Leitsatz (amtlich)
Auch Krankengeld aus einer freiwilligen Weiterversicherung bei einer Ersatzkasse ist solches im Sinne von RKG § 74 in der vom 1.1.1957 bis 31.7.1961 geltenden Fassung.
Normenkette
RKG § 74 Fassung: 1957-05-21
Tenor
Die Revision des Klägers gegen das Urteil des Landessozialgerichts Niedersachsen vom 22. Mai 1962 wird zurückgewiesen.

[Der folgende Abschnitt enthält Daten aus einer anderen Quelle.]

PR #4537, opened 2016-09-19
[BUGFIX beta] Ember Data should not swallow exceptions from the run loop

### LINKED ISSUE #4533: RESTAdapter silently swallows exceptions
Let's say we using `findAll` to retrieve a set of models in our route

```
   model() {
     return this.store.findAll('my-model');
   }
});
```

We then have a template like:

```
{{#each model as |instance|}}
  {{#each instance.prop key="id" as |p|}}
     <span>{{p.text}}</span>
   {{/each}}
{{/each}}
```

If we get a model instance like:

```
{
  prop: [{id: undefined, text: 'text'}]
}
```

The each helper will throw the error 'You must provide a string key when calling `yieldItem`; you provided undefined'. However, because of 

https://github.com/emberjs/data/blob/v2.8.0/addon/adapters/rest.js#L1014
and then subsequently 
https://github.com/tildeio/rsvp.js/blob/v3.3.1/lib/rsvp/-internal.js#L243

We have the error fail silently. The rest adapter catches the error, tries to reject it, but because the promise is already resolved, it swallows the exception. The rendering might completely fail, but the console will not show any errors, making it quite difficult to trace the error down.

bmac:
Closes #4533

### DIFF
--- a/addon/adapters/rest.js
+++ b/addon/adapters/rest.js
@@ -1007,25 +1007,17 @@ var RESTAdapter = Adapter.extend(BuildURLMixin, {
       var hash = adapter.ajaxOptions(url, type, options);
 
       hash.success = function(payload, textStatus, jqXHR) {
-        try {
-          var response = ajaxSuccess(adapter, jqXHR, payload, requestData);
-          Ember.run.join(null, resolve, response);
-        } catch (error) {
-          Ember.run.join(null, reject, error);
-        }
+        var response = ajaxSuccess(adapter, jqXHR, payload, requestData);
+        Ember.run.join(null, resolve, response);
       };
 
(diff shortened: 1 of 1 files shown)


bmac:
ping @stefanpenner. @igorT requests your eyes on this pr.

bmac:
I'm going to make this a `[BUGFIX release]`.

fivetanley:
@bmac was this introduced in the last release cycle?

bmac:
Yes it was introduced by https://github.com/emberjs/data/pull/4489.

fivetanley:
ah cool, just wanted to verify. happy to merge once we move it to `[bugfix release]`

Außergerichtliche Kosten sind nicht zu erstatten.
Gründe
I.
Die Beklagte bewilligte dem Kläger vom 1. Januar 1959 an Knappschaftsrente wegen Erwerbsunfähigkeit als Gesamtleistung nach § 101 des Reichsknappschaftsgesetzes (RKG), gewährte aber diese Rente nach § 74 RKG vom 18. Mai 1959 bis zum 25. Januar 1960 nicht, weil der Kläger für diese Zeit als freiwillig Weiterversicherter von der Deutschen Angestellten-Krankenkasse ein Krankengeld von täglich 21 DM erhalten hatte; er war dort nach Beitragsklasse 31 mit Krankengeldanspruch eingestuft worden und zahlte einen monatlichen Beitrag von 33 DM und ab 1. Januar 1959 von 38 DM, während der Beitrag in der Beitragsklasse ohne Anspruch auf Krankengeld zunächst 25 DM und später 33 DM betragen hätte. Der Widerspruch blieb erfolglos. Das Sozialgericht (SG) verurteilte die Beklagte, dem Kläger die Rente ohne Einschränkung zu zahlen, weil § 74 RKG nicht auf das Krankengeld aus freiwilliger Weiterversicherung zu beziehen sei. Auf die zugelassene Berufung der Beklagten wies das Landessozialgericht (LSG) die Klage ab. Zur Begründung führte es aus, § 74 RKG gelte auch, wenn es sich um Leistungen für Wanderversicherte handele (§§ 101, 103 Abs. 2 RKG). Die gesetzliche Regelung lasse nicht erkennen, ob zwischen dem Krankengeld auf Grund einer Pflichtversicherung und dem auf Grund freiwilliger Weiterversicherung zu unterscheiden sei. Nach seinem Wortlaut gelte jedoch § 74 RKG für jedes Krankengeld. In Satz 2 sei zwar eine Einschränkung dieses Grundsatzes enthalten; wenn der Gesetzgeber jedoch beabsichtigt hätte, eine entsprechende Einschränkung auch bei Bezug von Krankengeld aus freiwilliger Weiterversicherung anzuordnen, so hätte es eines eindeutigen Ausspruchs im Gesetz bedurft. Das Bundessozialgericht (BSG) habe im Urteil vom 24. Mai 1960 (BSG 12, 161) im Unfallrecht ausgesprochen, daß Krankengeld einer Ersatzkasse an freiwillig Weiterversicherte echte Sozialversicherungsleistungen seien. Es sei zwar zuzugeben, daß diese Regelung unbefriedigend sei, jedoch seien die Gerichte nicht befugt, sich im Wege richterlichen Billigkeitsrechts über eindeutige gesetzliche Vorschriften hinwegzusetzen. Diese Regelung sei auch kein Verstoß gegen Art. 3 des Grundgesetzes (GG), da zwischen Renten aus der knappschaftlichen Pflichtversicherung einerseits und denen aus der Arbeiter- und Angestellten-Rentenversicherung andererseits ein tatsächlicher Unterschied bestehe, weil die Höhe der zu gewährenden Leistungen wesentliche Unterschiede aufweise. Revision wurde zugelassen.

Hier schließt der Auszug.